START Records shown

PR #1165, opened 2016-04-06
Upgrade to scalaz 7.2.x

jedesah:


jedesah:
@mossprescott Assigned you. Posting because I am not sure whether you get pinged or not because the PR was already opened in the "In Progress" state without any reviewer.

jedesah:
The build is failing because I need to publish new versions of both `matryoshka` and `pathy` that have been upgraded to the same version of scalaz.

Also, I want to make a change where I define an alternative `EntityDecoder[Json]` (as opposed to the default `http4s` one) which avoids the bug that seems to have been introduced in the latest version of `http4s`. This would be better than the few places currently where I changed `as[Json]` to `as[String]` and call the `argonaut` `Parse.parse` function "manually". But I figured I would put this in review since I can work on that while the rest gets reviewed (also because I thought about it as a better solution at the last minute).

jedesah:
Okay, just updated to recently released versions of `pathy` and `matryoshka`. Just waiting on release `0.13.2` of `http4s` which contains a [fix](https://github.com/http4s/http4s/issues/604) we need in order to merge this.

CHANGELOG/7.1.0.md
```diff
@@ -1,3 +0,0 @@
-- [SD-1524] Capture debug info for runtime errors during query exec
-  - Adds a new class of error describing failures during plan execution
-  - Ensures that runtime failures during MongoDB plan execution are trapped and returned as values.
```
mossprescott: Accidental deletion?

core/src/main/scala/quasar/fp/free/package.scala
```diff
@@ -122,6 +122,7 @@ package object free {
           case \/-(a) => a
           case -\/(t) => t.left[A].point[G]
         }).join
+      }
```
mossprescott: Leftover from debugging?

core/src/main/scala/quasar/logicalplan.scala
```diff
@@ -287,7 +287,7 @@ object LogicalPlan {
         args0 <- types.align(args).traverseU(_.onlyBoth match {
           case Some((t, arg)) => inferTypes(t, arg).disjunction
           case None =>
-            SemanticError.WrongArgumentCount(func, types.length, args.length)
+            (SemanticError.WrongArgumentCount(func, types.length, args.length): SemanticError)
```
mossprescott: I'd rather see a `wrongArgumentCount` constructor/prism than this, now that we're using that approach elsewhere.

core/src/main/scala/quasar/logicalplan.scala
```diff
@@ -330,7 +330,7 @@ object LogicalPlan {
       emitName(freshName("check").map(name =>
         ConstrainedPlan(inf, List(NamedConstraint(name, inf, term)), Free(name))))
     }
-    else lift(SemanticError.GenericError(s"couldn’t unify inferred (${inf}) and possible (${poss}) types in $term").wrapNel.left)
+    else lift((SemanticError.GenericError(s"couldn’t unify inferred (${inf}) and possible (${poss}) types in $term"): SemanticError).wrapNel.left)
```
mossprescott: Similar.

core/src/main/scala/quasar/sql/package.scala
```diff
@@ -97,7 +97,7 @@ package object sql {
 
   def pprint(sql: Expr) = sql.para(pprintƒ)
 
-  private val SimpleNamePattern = "[_a-zA-Z][_a-zA-Z0-9$]*".r
+  private val SimpleNamePattern = "[_a-zA-Z][_a-zA-Z0-9]*".r
```
mossprescott: How is this related to the rest?

core/src/main/scala/quasar/std/array.scala
```diff
@@ -29,7 +29,7 @@ trait ArrayLib extends Library {
     noSimplification,
     partialTyperV {
       case _ :: Type.Const(Data.Int(dim)) :: Nil if (dim < 1) =>
-        failure(nel(GenericError("array dimension out of range"), Nil))
+        failure(nel(GenericError("array dimension out of range"), IList.empty))
```
mossprescott: Why not `INil`, as was used elsewhere?

core/src/main/scala/quasar/std/library.scala
```diff
@@ -58,7 +58,7 @@ trait Library {
   private def partialUntyperOV(f: Type => Option[ValidationNel[SemanticError, List[Type]]]):
       Func.Untyper =
     (func, rez) => Type.typecheck(rez, func.codomain).fold(
-      e => f(rez).getOrElse(failure(e)),
+      e => f(rez).getOrElse(failure(e.map(ι[SemanticError]))),
```
mossprescott: This is pretty gross, and this isn't the only place it happened. I'd rather fix the underlying problem, which would probably look like having `TypeError` as a separate type (or just a standalone case class), and a wrapper extending SemanticError.

core/src/test/scala/quasar/std/math.scala
```diff
@@ -154,18 +154,18 @@ class MathSpec extends Specification with ScalaCheck with TypeArbitrary with Val
       expr must beFailing
     }
 
-    "typecheck number raised to 0th power" ! arbitraryNumeric { (t: Type) =>
+    "typecheck number raised to 0th power" ! prop { (t: Type) =>
       Power(t, TZero()) should beSuccessful(TOne())
-    }
+    }.setArbitrary(arbitraryNumeric)
```
mossprescott: I'm still not a fan of this switch, which makes it harder to tell what's being tested.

END Records shown

## Task
What you should produce is an exact restatement of all the material.

## Answer for this exercise
PR #1165, opened 2016-04-06
Upgrade to scalaz 7.2.x

jedesah:


jedesah:
@mossprescott Assigned you. Posting because I am not sure whether you get pinged or not because the PR was already opened in the "In Progress" state without any reviewer.

jedesah:
The build is failing because I need to publish new versions of both `matryoshka` and `pathy` that have been upgraded to the same version of scalaz.

Also, I want to make a change where I define an alternative `EntityDecoder[Json]` (as opposed to the default `http4s` one) which avoids the bug that seems to have been introduced in the latest version of `http4s`. This would be better than the few places currently where I changed `as[Json]` to `as[String]` and call the `argonaut` `Parse.parse` function "manually". But I figured I would put this in review since I can work on that while the rest gets reviewed (also because I thought about it as a better solution at the last minute).

jedesah:
Okay, just updated to recently released versions of `pathy` and `matryoshka`. Just waiting on release `0.13.2` of `http4s` which contains a [fix](https://github.com/http4s/http4s/issues/604) we need in order to merge this.

CHANGELOG/7.1.0.md
```diff
@@ -1,3 +0,0 @@
-- [SD-1524] Capture debug info for runtime errors during query exec
-  - Adds a new class of error describing failures during plan execution
-  - Ensures that runtime failures during MongoDB plan execution are trapped and returned as values.
```
mossprescott: Accidental deletion?

core/src/main/scala/quasar/fp/free/package.scala
```diff
@@ -122,6 +122,7 @@ package object free {
           case \/-(a) => a
           case -\/(t) => t.left[A].point[G]
         }).join
+      }
```
mossprescott: Leftover from debugging?

core/src/main/scala/quasar/logicalplan.scala
```diff
@@ -287,7 +287,7 @@ object LogicalPlan {
         args0 <- types.align(args).traverseU(_.onlyBoth match {
           case Some((t, arg)) => inferTypes(t, arg).disjunction
           case None =>
-            SemanticError.WrongArgumentCount(func, types.length, args.length)
+            (SemanticError.WrongArgumentCount(func, types.length, args.length): SemanticError)
```
mossprescott: I'd rather see a `wrongArgumentCount` constructor/prism than this, now that we're using that approach elsewhere.

core/src/main/scala/quasar/logicalplan.scala
```diff
@@ -330,7 +330,7 @@ object LogicalPlan {
       emitName(freshName("check").map(name =>
         ConstrainedPlan(inf, List(NamedConstraint(name, inf, term)), Free(name))))
     }
-    else lift(SemanticError.GenericError(s"couldn’t unify inferred (${inf}) and possible (${poss}) types in $term").wrapNel.left)
+    else lift((SemanticError.GenericError(s"couldn’t unify inferred (${inf}) and possible (${poss}) types in $term"): SemanticError).wrapNel.left)
```
mossprescott: Similar.

core/src/main/scala/quasar/sql/package.scala
```diff
@@ -97,7 +97,7 @@ package object sql {
 
   def pprint(sql: Expr) = sql.para(pprintƒ)
 
-  private val SimpleNamePattern = "[_a-zA-Z][_a-zA-Z0-9$]*".r
+  private val SimpleNamePattern = "[_a-zA-Z][_a-zA-Z0-9]*".r
```
mossprescott: How is this related to the rest?

core/src/main/scala/quasar/std/array.scala
```diff
@@ -29,7 +29,7 @@ trait ArrayLib extends Library {
     noSimplification,
     partialTyperV {
       case _ :: Type.Const(Data.Int(dim)) :: Nil if (dim < 1) =>
-        failure(nel(GenericError("array dimension out of range"), Nil))
+        failure(nel(GenericError("array dimension out of range"), IList.empty))
```
mossprescott: Why not `INil`, as was used elsewhere?

core/src/main/scala/quasar/std/library.scala
```diff
@@ -58,7 +58,7 @@ trait Library {
   private def partialUntyperOV(f: Type => Option[ValidationNel[SemanticError, List[Type]]]):
       Func.Untyper =
     (func, rez) => Type.typecheck(rez, func.codomain).fold(
-      e => f(rez).getOrElse(failure(e)),
+      e => f(rez).getOrElse(failure(e.map(ι[SemanticError]))),
```
mossprescott: This is pretty gross, and this isn't the only place it happened. I'd rather fix the underlying problem, which would probably look like having `TypeError` as a separate type (or just a standalone case class), and a wrapper extending SemanticError.

core/src/test/scala/quasar/std/math.scala
```diff
@@ -154,18 +154,18 @@ class MathSpec extends Specification with ScalaCheck with TypeArbitrary with Val
       expr must beFailing
     }
 
-    "typecheck number raised to 0th power" ! arbitraryNumeric { (t: Type) =>
+    "typecheck number raised to 0th power" ! prop { (t: Type) =>
       Power(t, TZero()) should beSuccessful(TOne())
-    }
+    }.setArbitrary(arbitraryNumeric)
```
mossprescott: I'm still not a fan of this switch, which makes it harder to tell what's being tested.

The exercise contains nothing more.